About this task:
Go line by line through the entries below and copy those containing the string "ToShortDateString".

Information provided:
----------------
PR #4146, opened 2016-09-20
Licensing wording for better clarity

DavidBoike:
Related to https://github.com/Particular/OptimizeTrialExtensions/issues/10 with wordings suggested by task force consisting of @DavidBoike @adamralph @alxrz @ryansteinparticular.

## Objective

Make all the wording related to licensing more clear so that customers aren't put off thinking that the trial period is _only_ 14 days and that they have options. Also, seek to remove clutter and only use the minimum words necessary, since people commonly don't fully read dialogs.

The purpose of this PR is to start with the suggested wording from the Task Force, engage @Particular/nservicebus-maintainers first, and then RFC the changes company-wide.

## LicenseManager Logging

Every time an endpoint in the initial trial would run, you would see:

> INFO Trial for Particular Service Platform is still active, trial expires on {expirationDate}.

Likely reaction: "What? I can't finish this POC by then!" and then move on. This PR changes that to:

> INFO Trial for the Particular Service Platform has been active since {trialStartDate}.

This doesn't give the impression of impending doom.

## License Manager Dialog

* Don't want to scare away users with red error text.
* The "thanks for using" is redundant and unnecessary, so remove it.
* Dialog title is not usually read, can maybe provide a little more utility there (add the version) and remove any use of the word "Expired"

### Initial 14-day Trial Expired, Before/After

image

image

### Extended Trial Expired, Before/After

image

image

### DIFF
--- a/src/NServiceBus.Core/Licensing/LicenseExpiredForm.cs
+++ b/src/NServiceBus.Core/Licensing/LicenseExpiredForm.cs
@@ -3,7 +3,6 @@
     using System;
     using System.Diagnostics;
     using System.Globalization;
-    using System.Reflection;
     using System.Windows.Forms;
     using Janitor;
     using Logging;
@@ -24,7 +23,7 @@
         {
             base.OnLoad(e);
 
-            var version = FileVersionInfo.GetVersionInfo(Assembly.GetExecutingAssembly().Location).FileVersion;
+            var version = GitFlowVersion.MajorMinorPatch;
 
             if (CurrentLicense != null && !CurrentLicense.IsExtendedTrial)
             {
--- a/src/NServiceBus.Core/Licensing/LicenseExpiredForm.cs
+++ b/src/NServiceBus.Core/Licensing/LicenseExpiredForm.cs
@@ -24,11 +24,11 @@
         {
             base.OnLoad(e);
 
-            var version = Assembly.GetExecutingAssembly().GetName().Version;
+            var version = FileVersionInfo.GetVersionInfo(Assembly.GetExecutingAssembly().Location).FileVersion;
 
             if (CurrentLicense != null && !CurrentLicense.IsExtendedTrial)
             {
-                Text = $"NServiceBus License (v{version.ToString(3)})";
+                Text = $"NServiceBus License (v{version})";
                 warningText.Text = "It's time to extend your trial.";
                 instructionsText.Text = @"Your 14-day trial is up, but you can instantly extend your trial for FREE. NServiceBus will remain fully functional although continued use is in violation of our EULA.
 
@@ -39,7 +39,7 @@ When you receive your new license file, save it to disk and click the 'Browse' b
             }
             else
             {
-                Text = $"NServiceBus License (v{version.ToString(3)})";
+                Text = $"NServiceBus License (v{version})";
                 warningText.Text = "It's time to buy a license.";
                 instructionsText.Text = @"Your extended trial is up, but we don't want to stop you in your tracks. If you need to extend your trial further, please contact us and we'll work something out. NServiceBus will remain fully functional although continued use is in violation of our EULA.
 
--- a/src/NServiceBus.Core/Licensing/LicenseExpiredForm.cs
+++ b/src/NServiceBus.Core/Licensing/LicenseExpiredForm.cs
@@ -30,7 +30,7 @@
             {
                 Text = $"NServiceBus License (v{version.ToString(3)})";
                 warningText.Text = "It's time to extend your trial.";
-                instructionsText.Text = @"Your 14-day trial is up, but you can instantly extend your trial for 30 days.
+                instructionsText.Text = @"Your 14-day trial is up, but you can instantly extend your trial for FREE. NServiceBus will remain fully functional although continued use is in violation of our EULA.
 
 When you receive your new license file, save it to disk and click the 'Browse' button to select it.";
                 getTrialLicenseButton.Text = "Extend Trial";
@@ -41,7 +41,7 @@ When you receive your new license file, save it to disk and click the 'Browse' b
             {
                 Text = $"NServiceBus License (v{version.ToString(3)})";
                 warningText.Text = "It's time to buy a license.";
-                instructionsText.Text = @"Your 45-day trial is up, but we don't want to stop you in your tracks. If you need to extend your trial, please contact us and we'll work something out.
+                instructionsText.Text = @"Your extended trial is up, but we don't want to stop you in your tracks. If you need to extend your trial further, please contact us and we'll work something out. NServiceBus will remain fully functional although continued use is in violation of our EULA.
 
 When you receive your new license file, save it to disk and click the 'Browse' button to select it.";
                 getTrialLicenseButton.Text = "Contact Us";
--- a/src/NServiceBus.Core/Licensing/LicenseExpiredForm.cs
+++ b/src/NServiceBus.Core/Licensing/LicenseExpiredForm.cs
@@ -3,6 +3,7 @@
     using System;
     using System.Diagnostics;
     using System.Globalization;
+    using System.Reflection;
     using System.Windows.Forms;
     using Janitor;
     using Logging;
@@ -23,21 +24,27 @@
         {
             base.OnLoad(e);
 
-            warningText.Text = "The trial period is now over";
+            var version = Assembly.GetExecutingAssembly().GetName().Version;
 
             if (CurrentLicense != null && !CurrentLicense.IsExtendedTrial)
             {
-                Text = "NServiceBus - Initial Trial Expired";
-                instructionsText.Text = "To extend the free trial, click 'Extend trial' and register online. When the license file is received, save it to disk and then click the 'Browse' button below to select it.";
+                Text = $"NServiceBus License (v{version.ToString(3)})";
+                warningText.Text = "It's time to extend your trial.";
+                instructionsText.Text = @"Your 14-day trial is up, but you can instantly extend your trial for 30 days.
+
+When you receive your new license file, save it to disk and click the 'Browse' button to select it.";
                 getTrialLicenseButton.Text = "Extend Trial";
                 purchaseButton.Visible = false;
                 getTrialLicenseButton.Left = purchaseButton.Left;
             }
             else
             {
-                Text = "NServiceBus - Extended Trial Expired";
-                instructionsText.Text = "Click 'Contact Sales' to request an extension to the free trial, or click 'Buy Now' to purchase a license online. When the license file is received, save it to disk and then click the 'Browse' button below to select it.";
-                getTrialLicenseButton.Text = "Contact Sales";
+                Text = $"NServiceBus License (v{version.ToString(3)})";
+                warningText.Text = "It's time to buy a license.";
+                instructionsText.Text = @"Your 45-day trial is up, but we don't want to stop you in your tracks. If you need to extend your trial, please contact us and we'll work something out.
+
+When you receive your new license file, save it to disk and click the 'Browse' button to select it.";
+                getTrialLicenseButton.Text = "Contact Us";
             }
 
             Visible = true;
@@ -87,7 +94,6 @@
 
         void getTrialLicenseButton_Click(object sender, EventArgs e)
         {
-
             string baseUrl;
             if (CurrentLicense != null && !CurrentLicense.IsExtendedTrial)
             {
@@ -102,9 +108,9 @@
 
             var trialStart = TrialStartDateStore.GetTrialStartDate().ToString("yyyy-MM-dd", CultureInfo.InvariantCulture);
             var url = $"{baseUrl}?NugetUser={IsNugetUser()}&PlatformInstaller={HasUserInstalledPlatform()}&TrialStartDate={trialStart}";
-            
+
             // Open the url with the querystrings
-            Process.Start(url); 
+            Process.Start(url);
         }
 
         static string IsNugetUser()
@@ -113,7 +119,7 @@
             {
                 if (regRoot != null)
                 {
-                    return (string)regRoot.GetValue("NuGetUser", "false");
+                    return (string) regRoot.GetValue("NuGetUser", "false");
                 }
             }
             return bool.FalseString;
--- a/src/NServiceBus.Core/Licensing/LicenseManager.cs
+++ b/src/NServiceBus.Core/Licensing/LicenseManager.cs
@@ -71,7 +71,7 @@ namespace NServiceBus
             }
             else
             {
-                var message = $"Trial for Particular Service Platform is still active, trial expires on {trialLicense.ExpirationDate.Value.ToLocalTime().ToShortDateString()}.";
+                var message = $"Trial for the Particular Service Platform has been active since {trialStartDate.ToLocalTime().ToShortDateString()}.";
                 Logger.Info(message);
             }
 
--- a/src/NServiceBus.Core/Licensing/LicenseExpiredForm.Designer.cs
+++ b/src/NServiceBus.Core/Licensing/LicenseExpiredForm.Designer.cs
@@ -114,7 +114,7 @@
             this.instructionsText.Name = "instructionsText";
             this.instructionsText.ReadOnly = true;
             this.instructionsText.ScrollBars = System.Windows.Forms.RichTextBoxScrollBars.None;
-            this.instructionsText.Size = new System.Drawing.Size(520, 77);
+            this.instructionsText.Size = new System.Drawing.Size(520, 112);
             this.instructionsText.TabIndex = 18;
             this.instructionsText.Text = "Instructions....";
             // 
--- a/src/NServiceBus.Core/Licensing/LicenseExpiredForm.Designer.cs
+++ b/src/NServiceBus.Core/Licensing/LicenseExpiredForm.Designer.cs
@@ -31,7 +31,6 @@
             System.ComponentModel.ComponentResourceManager resources = new System.ComponentModel.ComponentResourceManager(typeof(LicenseExpiredForm));
             this.headerPanel = new System.Windows.Forms.Panel();
             this.logoPictureBox = new System.Windows.Forms.PictureBox();
-            this.thanksLabel = new System.Windows.Forms.Label();
             this.browseButton = new System.Windows.Forms.Button();
             this.purchaseButton = new System.Windows.Forms.Button();
             this.warningText = new System.Windows.Forms.RichTextBox();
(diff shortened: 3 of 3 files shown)


danielmarbach:
This might collapse with https://github.com/Particular/NServiceBus/pull/4140

src/NServiceBus.Core.Tests/Config/When_displaying_license_dialog.cs
```diff
@@ -0,0 +1,30 @@
+﻿namespace NServiceBus.Core.Tests.Config
+{
+    using System;
+    using NUnit.Framework;
+    using Particular.Licensing;
+
+    [TestFixture(Explicit = true)]
+    public class When_displaying_license_dialog
```
danielmarbach: Did you use these tests to show the dialog for the screenshots? Because we are trying to get rid of the explicit tests in the core when possible. Could you live with removing those tests and maybe add them as a snippet to this PR?

DavidBoike: As you wish! 😄

DavidBoike:
Code for generating the dialogs, removed from the PR. In current form, has to be in the Tests project due to use of internal types.

```
namespace NServiceBus.Core.Tests.Config
{
    using System;
    using NUnit.Framework;
    using Particular.Licensing;

    [TestFixture(Explicit = true)]
    public class When_displaying_license_dialog
    {
        [Test, Explicit("Displays the initial trial licensing dialog only when run explicitly")]
        public void InitialTrialComplete()
        {
            var currentLicense = License.TrialLicense(DateTime.UtcNow.AddDays(-14));
            LicenseExpiredFormDisplayer.PromptUserForLicense(currentLicense);
        }

        [Test, Explicit("Displays the extended trial licensing dialog only when run explicitly")]
        public void ExtendedTrialComplete()
        {
            var currentLicense = new License
            {
                ExpirationDate = DateTime.UtcNow.AddDays(-1),
                IsExtendedTrial = true,
                LicenseType = "Enterprise",
                RegisteredTo = "Test"
            };
            LicenseExpiredFormDisplayer.PromptUserForLicense(currentLicense);
        }
    }
}
```

danielmarbach:
@DavidBoike this needs now a rebase. If I find time I'll do it for you

danielmarbach:
@DavidBoike rebased it for you.

danielmarbach:
@Particular/nservicebus-maintainers Hope you agree with https://github.com/Particular/NServiceBus/pull/4146#discussion_r79706793

andreasohlund:
I'm good with removing the test. That said it does help when testing the dialog so it had some value. Not sure what we can do instead (can be a different discussion)

danielmarbach:
Well we could you a passive view / presenter pattern there to be able to verify the dialog without the UI part.

DavidBoike:
@Particular/nservicebus-maintainers how do you want to proceed with this? Is it ready to RFC company-wide?

timbussmann:
@danielmarbach since we still have other explicit tests in the codebase (I think so at least?), how about handling this outside of this PR and go with the tests now? As the designer is good enough to verify the layout, some mvp pattern could work so I think it will not be a blocker when removing explicits?

danielmarbach:
@timbussmann @DavidBoike already removed them. No need to put back

timbussmann:
so the idea is to RFC this now and not merging it yet?

andreasohlund:
Why do we need a RFC? There seems to have been plenty of discussions around this in https://github.com/Particular/OptimizeTrialExtensions/issues/10 already?

adamralph:
There's been a lot discussion on https://github.com/Particular/OptimizeTrialExtensions/issues/10 but the actual wording in this PR was created by only myself, @DavidBoike, @alxrz and @ryansteinparticular in a meeting this week. We were hoping to get more eyes on it to validate what we'd come with, specially since it gets baked into the binaries, which is why we proposed an RFC. Of course, it's good that @Particular/nservicebus-maintainers have an eye on it via the PR, but perhaps it needs to pass by the eyes of more people involved in Customer Success, Dev Edu, etc. for final validation?

adamralph:
Do we need an Udi seal of approval too?

src/NServiceBus.Core/Licensing/LicenseExpiredForm.cs
```diff
@@ -23,21 +24,27 @@ protected override void OnLoad(EventArgs e)
...
-            warningText.Text = "The trial period is now over";
+            var version = Assembly.GetExecutingAssembly().GetName().Version;
 
             if (CurrentLicense != null && !CurrentLicense.IsExtendedTrial)
             {
-                Text = "NServiceBus - Initial Trial Expired";
-                instructionsText.Text = "To extend the free trial, click 'Extend trial' and register online. When the license file is received, save it to disk and then click the 'Browse' button below to select it.";
+                Text = $"NServiceBus License (v{version.ToString(3)})";
+                warningText.Text = "It's time to extend your trial.";
+                instructionsText.Text = @"Your 14-day trial is up, but you can instantly extend your trial for 30 days.
```
adamralph: Would

> you can instantly extend your trial for **another** 30 days

sound better?

src/NServiceBus.Core/Licensing/LicenseExpiredForm.cs
```diff
@@ -23,21 +24,27 @@ protected override void OnLoad(EventArgs e)
...
                 getTrialLicenseButton.Left = purchaseButton.Left;
             }
             else
             {
-                Text = "NServiceBus - Extended Trial Expired";
-                instructionsText.Text = "Click 'Contact Sales' to request an extension to the free trial, or click 'Buy Now' to purchase a license online. When the license file is received, save it to disk and then click the 'Browse' button below to select it.";
-                getTrialLicenseButton.Text = "Contact Sales";
+                Text = $"NServiceBus License (v{version.ToString(3)})";
+                warningText.Text = "It's time to buy a license.";
+                instructionsText.Text = @"Your 45-day trial is up, but we don't want to stop you in your tracks. If you need to extend your trial, please contact us and we'll work something out.
```
adamralph: I wonder if it would be better to say

> If **you're unable to buy a license right now and** you need to extend your trial, please contact us and we'll work something out.

timbussmann:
----------------
Solved problem:
-                var message = $"Trial for Particular Service Platform is still active, trial expires on {trialLicense.ExpirationDate.Value.ToLocalTime().ToShortDateString()}.";
+                var message = $"Trial for the Particular Service Platform has been active since {trialStartDate.ToLocalTime().ToShortDateString()}.";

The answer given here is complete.